What to do ▸
Print the data that follows without changing a single word.

**** Information provided ****

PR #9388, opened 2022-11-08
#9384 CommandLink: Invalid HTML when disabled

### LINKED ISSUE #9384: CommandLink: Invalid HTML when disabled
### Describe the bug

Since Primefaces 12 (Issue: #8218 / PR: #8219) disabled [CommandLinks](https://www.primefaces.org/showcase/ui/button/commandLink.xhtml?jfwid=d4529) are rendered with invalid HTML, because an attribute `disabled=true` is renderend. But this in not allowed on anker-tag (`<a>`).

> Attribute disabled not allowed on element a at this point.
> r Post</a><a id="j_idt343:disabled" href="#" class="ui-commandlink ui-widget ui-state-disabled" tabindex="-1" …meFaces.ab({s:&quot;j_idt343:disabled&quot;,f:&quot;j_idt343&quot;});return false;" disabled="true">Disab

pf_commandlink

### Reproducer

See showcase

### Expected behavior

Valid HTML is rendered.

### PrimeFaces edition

****

Reply ▸
PR #9388, opened 2022-11-08
#9384 CommandLink: Invalid HTML when disabled

### LINKED ISSUE #9384: CommandLink: Invalid HTML when disabled
### Describe the bug

Since Primefaces 12 (Issue: #8218 / PR: #8219) disabled [CommandLinks](https://www.primefaces.org/showcase/ui/button/commandLink.xhtml?jfwid=d4529) are rendered with invalid HTML, because an attribute `disabled=true` is renderend. But this in not allowed on anker-tag (`<a>`).

> Attribute disabled not allowed on element a at this point.
> r Post</a><a id="j_idt343:disabled" href="#" class="ui-commandlink ui-widget ui-state-disabled" tabindex="-1" …meFaces.ab({s:&quot;j_idt343:disabled&quot;,f:&quot;j_idt343&quot;});return false;" disabled="true">Disab

pf_commandlink

### Reproducer

See showcase

### Expected behavior

Valid HTML is rendered.

### PrimeFaces edition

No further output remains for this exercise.